Prepare the freezing medium (70% RPMI1640 + 20% FBS + 10% DMSO) fresh immediately before use.
Keep the freezing medium on ice and label cryovials.
Transfer cells to a sterile, conical centrifuge tube, and count the cells.
Centrifuge the cells at 250×g for 5 minutes at room temperature and carefully aspirate off the medium.
Resuspend the cells at a density of at least 3×10⁶ cells/mL in chilled freezing medium.
Aliquot 1 mL of the cell suspension into each cryovial.
Freeze cells in the CoolCell freezing container overnight in a -80°C freezer.
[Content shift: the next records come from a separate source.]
Issue #283, opened 2025-03-12
aiSSEMBLE Lite/Habushu: Implement PublishToPyPiRepoMojo for UV/Poetry


jaebchoi:
## Description

As we support UV as additional package manager for habushu, we need to implement/refactor PublishToPyPiRepoMojo

## DOD
- [x] implement UV/Poetry switch logic for PublishToPyPiRepoMojo
- [x] implement UV specific logic for PublishToPyPiRepoMojo
- [x] habushu plugin for poetry can still function as before.
- [x] make sure UV PublishToPyPiRepoMojo passes and can be published.

Stretch Goal
- [ ] Implement [uv-monorepo-dependency-tool](https://github.com/TechnologyBrewery/uv-monorepo-dependency-tool/issues/2) into PublishToPyPiRepoMojo for uv if it is available.

## Testing Steps

**Prerequisite**
- If you don't have test-pypi account, create one [here](https://test.pypi.org/account/register/)
- Go to account Setting, and add API Token
![Image](https://github.com/user-attachments/assets/7bd3de6d-c85d-4705-bd48-f321b9229e50)
- Copy your API Token and add it to .m2/settings.xml server credentials like this 
NOTE: id should be `dev-pypi`, and username should be` __token__`
![Image](https://github.com/user-attachments/assets/a297c812-c0f8-4491-b454-3e9b5d02a4fa)

**Test publish to test pypi**
- Pull` dev` branch 
- On the root of habushu project, `run mvn clean install -Pbootstrap -Dmaven.build.cache.enabled=false` to build habushu maven plugin
- On the root of habushu project, `run mvn clean install -Puv -Dmaven.build.cache.enabled=false` to test UV install.
- On examples/habushu-uv-package/ run `mvn clean deploy ` Verify default-publish-to-pypi-repo MOJO is successful
NOTE: Build Failure in the (injected-nexus-deploy) is expected this is only intended for CI environment.

jaebchoi:
DoD Completed with @woods-cpointe

jaebchoi:
OTS Completed with @aaron-gary

meliz19:
Test passed!

PR #299, opened 2025-03-18
[#283] implement publishToPypiRepo for UV and Poetry

jaebchoi:


examples/add-habushu-to-new-or-existing-uv-project/pyproject.toml
```diff
@@ -40,3 +28,18 @@ dev = [
...
+name = "pypi"
+url = "https://pypi.org/simple/"
+publish-url = "https://pypi.org/simple/"
+
+
+# Added by habushu-maven-plugin at 2025-03-18T10:40:05.178201 to use https://test.pypi.org/simple/ as source PyPi repository for installing dependencies
+[[tool.uv.index]]
+name = "dev-pypi"
+url = "https://test.pypi.org/simple/"
+publish-url = "https://test.pypi.org/legacy/"
```
jaebchoi, line 44: I: This is needed when we want to publish to specific index. https://docs.astral.sh/uv/guides/package/#publishing-your-package

habushu-maven-plugin/src/main/java/org/technologybrewery/habushu/AbstractInstallDependencies.java
```diff
@@ -110,15 +112,21 @@ protected void prepareRepositoryForInstallation(String repoId, String repoUrl, S
...
                         String.format("name = \"%s\"",
                                 StringUtils.isNotEmpty(repoId) && !PUBLIC_PYPI_REPO_ID.equals(repoId)
                                         ? repoId
                                         : "private-pypi-repo"),
-                        String.format("url = \"%s\"", pypiRepoSimpleIndexUrl), "priority = \"supplemental\"");
+                        String.format("url = \"%s\"", pypiRepoSimpleIndexUrl)));
+                if (HabushuUtil.checkPythonPackageManager(getPyProjectTomlFile())  == PackageManager.UV ) {
+                    newPypiRepoSourceConfig.add(String.format("publish-url = \"%s\"", getPublishUrl(repoUrl, !PUBLIC_PYPI_REPO_ID.equals(repoId))));
+                }
+                newPypiRepoSourceConfig.add("priority = \"supplemental\"");
```
jaebchoi, line 116: I: This is logic to add publish-url

habushu-maven-plugin/src/main/java/org/technologybrewery/habushu/InstallDependenciesMojo.java
```diff
@@ -95,6 +95,26 @@ public class InstallDependenciesMojo extends AbstractHabushuMojo {
...
+    @Parameter(property = "habushu.pypiUploadSuffix", defaultValue = "")
+    protected String pypiUploadSuffix = "";
+
+    /**
+     * {{@link #pypiUploadSuffix repositoryUploadSuffix} contains critical information.  The main difference is that
+     * this dev repository url path defaults to "legacy/" as the most common scenario when overriding the dev
+     * repository URL is to leverage test.pypi.org, which needs this configuration.
+     */
+    @Parameter(property = "habushu.devRepositoryUrlUploadSuffix", defaultValue = "legacy/")
+    protected String devRepositoryUrlUploadSuffix;
```
jaebchoi, line 116: I: needed those params to make sure we populate publish-url

habushu-maven-plugin/src/main/java/org/technologybrewery/habushu/PublishToPyPiRepoUv.java
```diff
@@ -0,0 +1,167 @@
...
+        }
+
+        List<Pair<String, Boolean>> publishToRepoWithCredsArgs = Collections.emptyList();
+
+        if (StringUtils.isNotEmpty(username) && StringUtils.isNotEmpty(password)) {
+
+            publishToRepoWithCredsArgs = new ArrayList<>();
+
+            //Need to specify specific files as by default it would publish all tar.gz and whl files in dist folder.
+            //When publishing locally, uv will throw error if file name is same but hash is different which fails case of -dev0 https://github.com/astral-sh/uv/issues/7917#issuecomment-2495160227
```
jaebchoi, line 118: I: as I stated in the comment here, UV publishes all files in dist folder by default whereas poetry only publishes its project version artifacts. 
Yes UV does have functionality to skip upload file if there's file with same name but if the file will only skip if
it has same file name and have same exact content (i.e. same hash). Otherwise it will error out with this message `local and remote hash don't match` and and Fails publish.


in case of running publish locally or testing, we won't always have same content artifacts especially -dev0 artifacts in which fails publish MOJO.

Therefore, I have it so that  it only uploads artifacts with project version numbers.

habushu-maven-plugin/src/main/java/org/technologybrewery/habushu/AbstractInstallDependencies.java
```diff
@@ -110,15 +112,21 @@ protected void prepareRepositoryForInstallation(String repoId, String repoUrl, S
...
                                 "# Added by habushu-maven-plugin at %s to use %s as source PyPi repository for installing dependencies",
                                 LocalDateTime.now(), pypiRepoSimpleIndexUrl),
                         String.format("[[%s]]", packageIndexPath),
                         String.format("name = \"%s\"",
                                 StringUtils.isNotEmpty(repoId) && !PUBLIC_PYPI_REPO_ID.equals(repoId)
                                         ? repoId
                                         : "private-pypi-repo"),
-                        String.format("url = \"%s\"", pypiRepoSimpleIndexUrl), "priority = \"supplemental\"");
+                        String.format("url = \"%s\"", pypiRepoSimpleIndexUrl)));
+                if (HabushuUtil.checkPythonPackageManager(getPyProjectTomlFile())  == PackageManager.UV ) {
```
aaron-gary: minor suggestion:  This line could be extracted to a method called bool isUV() or something like that to make it easier to read the code.  Just a suggestion.

habushu-maven-plugin/src/main/java/org/technologybrewery/habushu/AbstractPublishToPyPiRepo.java
```diff
@@ -0,0 +1,134 @@
...
+        this.log = log;
+        this.publishToPyPiRepoMojo = mojo;
+    }
+
+
+    public abstract void doExecute() throws MojoExecutionException, MojoFailureException;
+
+
+
+    protected void invokePublish(AbstractCommandHelper commandHelper, List<Pair<String, Boolean>> publishToRepoWithCredsArgs) {
```
aaron-gary: Is there a concrete class you can use instead of AbstractCommandHelper?  Abstract classes shouldn't be used directly, but through classes that extend them.

jaebchoi: yeah I think this method should live in its own impl instead of [AbstractPublishToPyPiRepo.java](https://github.com/TechnologyBrewery/habushu/pull/299/files/f3bbd1b2ec98029f7aaa2e91fe5f9a55d51e4ef6#diff-f41f07cc51419e7f0708410e2021aded76ef0a6649b8c3f3500830112f995105) as I see some logic that is poetry only, good call!

habushu-maven-plugin/src/main/java/org/technologybrewery/habushu/AbstractInstallDependencies.java
jaebchoi: Sounds good, Ill update to add those under HabushuUtil!

habushu-maven-plugin/src/main/java/org/technologybrewery/habushu/PublishToPyPiRepoPoetry.java
```diff
@@ -0,0 +1,205 @@
...
+        super(baseDir, log, mojo);
+    }
+
+
+    @Override
+    public void doExecute() throws MojoExecutionException, MojoFailureException {
+        PoetryCommandHelper poetryHelper = new PoetryCommandHelper(baseDir);
+
+        String pomVersion = publishToPyPiRepoMojo.getProject().getVersion();
+        if (publishToPyPiRepoMojo.overridePackageVersion() && AbstractHabushuMojo.isPomVersionSnapshot(pomVersion)) {
```
aaron-gary: Q: Is there a non-abstract method we should use here?  Even if there is just a concrete class that's called DefaultHabushuMojo that is very basic, but extends AbstractHabushuMojo, that would be preferable

habushu-maven-plugin/src/main/java/org/technologybrewery/habushu/PublishToPyPiRepoPoetry.java
```diff
@@ -0,0 +1,205 @@
...
+                    Arrays.asList("config", "--local", String.format("repositories.%s", repoId), repoUrl));
+        }
+
+        List<Pair<String, Boolean>> publishToRepoWithCredsArgs = Collections.emptyList();
+
+        if (StringUtils.isNotEmpty(username) && StringUtils.isNotEmpty(password)) {
+
+            publishToRepoWithCredsArgs = new ArrayList<>();
+
+            if (!AbstractHabushuMojo.PUBLIC_PYPI_REPO_ID.equals(repoId)) {
```
aaron-gary: Please replace AbstractHabushuMojo with a concrete class.

habushu-maven-plugin/src/main/java/org/technologybrewery/habushu/PublishToPyPiRepoUv.java
```diff
@@ -0,0 +1,206 @@
...
+    }
+
+
+    @Override
+    public void doExecute() throws MojoExecutionException, MojoFailureException {
+
+        UvCommandHelper uvCommandHelper = new UvCommandHelper(baseDir);
+
+        String pomVersion = publishToPyPiRepoMojo.getProject().getVersion();
+        if (publishToPyPiRepoMojo.overridePackageVersion() && AbstractHabushuMojo.isPomVersionSnapshot(pomVersion)) {
```
aaron-gary: Please replace AbstractHabushuMojo with a concrete class

habushu-maven-plugin/src/test/java/org/technologybrewery/habushu/TestRetryPublishToPyPiRepoMojo.java
```diff
@@ -35,8 +33,8 @@ public TestRetryPublishToPyPiRepoMojo(int numberOfRetries, int finalRetryNumber)
 
     }
 
-    @Override
-    protected Callable<Boolean> getPyPiPushCallable(PoetryCommandHelper poetryHelper, List<Pair<String, Boolean>> publishToOfficialPypiRepoArgs) {
+
+    protected Callable<Boolean> getPyPiPushCallable(AbstractCommandHelper commandHelper, List<Pair<String, Boolean>> publishToOfficialPypiRepoArgs) {
```
aaron-gary: I'm a little less concerned with using an Abstract class since this is a test file, but at the same time, it's better to use a concrete class.

habushu-maven-plugin/src/main/java/org/technologybrewery/habushu/util/HabushuUtil.java
```diff
@@ -269,4 +269,14 @@ public static File getShellConfigFile() {
...
     }
+
+
+    /**
+     * Finds current Python Package Manager and return whether it is UV.
+     *
+     * @return true if current Package Manager is UV.
+     */
+    public static boolean isCurrentPackageManagerUv(File pyProjectTomlFile) {
+        return HabushuUtil.checkPythonPackageManager(pyProjectTomlFile)  == PackageManager.UV;
```
woods-cpointe: a:
```suggestion
        return checkPythonPackageManager(pyProjectTomlFile)  == PackageManager.UV;
```

aaron-gary (approved):
Be sure to squash before merging (or select squash and merge in GH)

habushu-maven-plugin/src/main/java/org/technologybrewery/habushu/PublishToPyPiRepoPoetry.java
jaebchoi: I think we can move those helper method from AbstractHabushuMojo to HabushuUtil. I can spin up next ticket to refactor those for cleaner use.

woods-cpointe (approved):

Transfer vials to liquid nitrogen for long-term storage.

References

1.Chang YY, Yu LC, Yu IS, Jhuang YL, Huang WJ, Yang CY, Jeng YM. Deletion of cadherin-17 enhances intestinal permeability and susceptibility to intestinal tumour formation. J Pathol. 2018 Nov;246(3):289-299.
Okada T, Kurabayashi A, Akimitsu N, Furihata M. Expression of Cadherin-17 Promotes Metastasis in a Highly Bone Marrow Metastatic Murine Breast Cancer Model. Biomed Res Int. 2017;2017:8494286.
Funakoshi S, Shimizu T, Numata O, Ato M, Melchers F, Ohnishi K. BILL-cadherin/cadherin-17 contributes to the survival of memory B cells. PLoS One. 2015 Jan 22;10(1):e0117566.